Olur mu Notalarım???🎼
Kadir'den...
Tam bir ay oldu. Pekmezimsiz bir ay .Nerdeyse bir hafta Adanada kalıp "Aslı'mı" aradım. Kızardı ya Pekmez dememe, ama o da bilirdi o ismi ondan başkasına demeyeceğimi .Gözlerim dolmuştu yine ,ne demişti "Bana acıma ! " kızmışmıydım asla, onun yaşadığı hiçbirşey kolay değil ken birde ben yük bırakmazdım omuzlarına.
Ama o gitmişti .Deli değil mi beni üzdüğünü filan düşünmüştü . Sırtımı soğuk kaldırım duvarlarından kaldırdım. Her zaman şarkı söyleyip kendiğimizi bulduğumuz caddedeydim , üç haftadır olduğu gibi...
Nerdesin be kızım? Tahin pekmezsiz olmaz demiştik unuttun
mu?YAZARDAN
Küçük kız annesiyle yan komşusuna kahvaltıya gidiyordu çok mutluydu o gün. Annesi ona hep istediği fileli eteği almıştı yürüdükçe garip sesler çıkıyordu o da bu sesleri çıkartıp kıkırdıyordu.Annesi kızının bu haline gülümsedi, ne kadarda masumdu. "Aslı kızım düçeceksin bak ! " diyip onu durdurmaya çalışıyordu. Sonunda komşularına varmışlardı.
İki odalı bayasız bu ev, ne kadarda soğuktu ama insanlarının sıcaklığı biraz olsun aşılıyordu bu durumu.
Arzu Hanım yeni komşularının durumlarını farketmişti ama onun için böyle şeyler önemsizdi.
Sofra hazırlanmıştı. Gülsüm Hanım içerden oğluna seslendi –Kadir'ine– Aslı Kadir'in geldiğini görünce hemen yanın gidip Kadire fileli eteğini gösterdi. Garip bir hevesti küçük kızın heyecanı.
Sofraya oturdular. Sofrada tahin, pekmez ve kuru bir ekmek vardı. Aslı bunu görünce mızmızlandı .
"Ben yemem burda hiçbirşey yok. "
Gülsüm Hanım utanmıştı. Her ne kadar çocuk olsa da doğru söylüyordu. Annesinin bu halini gören Kadir Aslıya döndü.
"Nasıl yok bak tahinle pekmez var. Bunlar ayrılmaz ikilidir aynı bizim gibi. "Aslı gülümsedi "O zaman bundan sonra senin adın Tahin, benimkiside Pekmez. Ama bunu bizden başkası bilmesin. " diye fisıldadı küçük kız Tahinine...
Aslı'dan devam...
Tam bir ay Tahinimsiz bir ay .Belki saçmaydı bu yaptığım bilemiyorum.Ama bir gerçek var onu yıprattığım. Hayatını bana adamasını istemiyorum çünkü sevmeyide sevilmeyide en çok Tahin'im hak ediyor .
Napıyodur şimdi? Kesin yemek yememiştir. İncede giyiniyordur. Mutlumudur? Sanmam. Belkide Benden nefret ediyordur.
Karşımda bozulmuş duvar kağıtlarına bakıyordum hepsi isyan edercesine kopmuş hafifçe boyunlarını eğmişlerdi .O an kendime benzettim ağlayan duvar kağıtlarını. Tam 1 aydır Adana'da pis bir köşe pansiyonunda kalıyordum. Param bitmişti eve dönüp paramı almam gerekti ama nasıl gidecektim ki.
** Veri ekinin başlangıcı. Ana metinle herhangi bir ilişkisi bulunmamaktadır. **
PR #125, opened 2016-07-12
Don't prebuffer when using PulseAudio.

padenot:
This makes the PulseAudio backend behave like all other backends.

@achronop r?

### DIFF
--- a/src/cubeb_pulse.c
+++ b/src/cubeb_pulse.c
@@ -120,6 +120,7 @@ struct cubeb_stream {
   pa_sample_spec input_sample_spec;
   int shutdown;
   float volume;
+  size_t pre_buffered_frames;
 };
 
 const float PULSE_NO_GAIN = -1.0;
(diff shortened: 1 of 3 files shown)


src/cubeb_pulse.c
```diff
@@ -772,6 +787,8 @@ pulse_stream_init(cubeb * context,
     r = stream_update_timing_info(stm);
   }
 
+  WRAP(pa_stream_set_write_callback)(stm->output_stream, stream_write_callback, stm);
```
achronop: You need to check again if output is requested `if (output_stream_params)`

achronop: So write callback will not be called again after that point (stream in ready state) until stream is uncorked.

achronop:
r+ with the output check.

kinetiknz:
Have you testing this with A/V sync? It looks like get_position needs to be adjusted however many bytes we wrote in stream_silence_callback.

padenot:
Yeah that's in the third patch.

padenot:
This is a bad approach and does not really work, I'll do something better.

Daha fazla oyalanmadan pansiyonun küçük ama dış görünüşüne rağmen temiz banyosuna girdim. Ve aynalar, suratım berbat haldeydi. Saçlarımın perçemleri yağlanıp ayrık ayrık anlıma düşüyordu. Üzerimdeki bir haftalık oduncu gömleğim perişanlığıma zıt daha toplu duruyordu kot pantolonumda aynı şekildeydi allahtan yarına kadar birde bunla uğraşmayacakdım.
Saçımı duşa kabinin çesmesine getirip açtım. Soğuk su kendime gelmemi sağlarken, titrememede neden oldu. Kafamı biraz daha suya tutup çektim.Daha sonra havluyla saçımın nemini aldım.Siyah saçlarımı arkadan balık sırtı ördüm.
İşte hazırdım.
Pansiyondan çıkarken Remzi Amcaya rastladım pansiyonun tek ve sevimli hademesi.
ŞİMDİ OKUDUĞUN
SESSİZLİĞİN RİTMİ
Novela JuvenilSessizliğin Ritmi Boğuk bir sessizlik... Birde bu sessizliğin ritmi... Her gece olduğu gibi ruhen temizlenmek istiyordum, kirlerimin tenimdeki yeri kadar temizlenmek...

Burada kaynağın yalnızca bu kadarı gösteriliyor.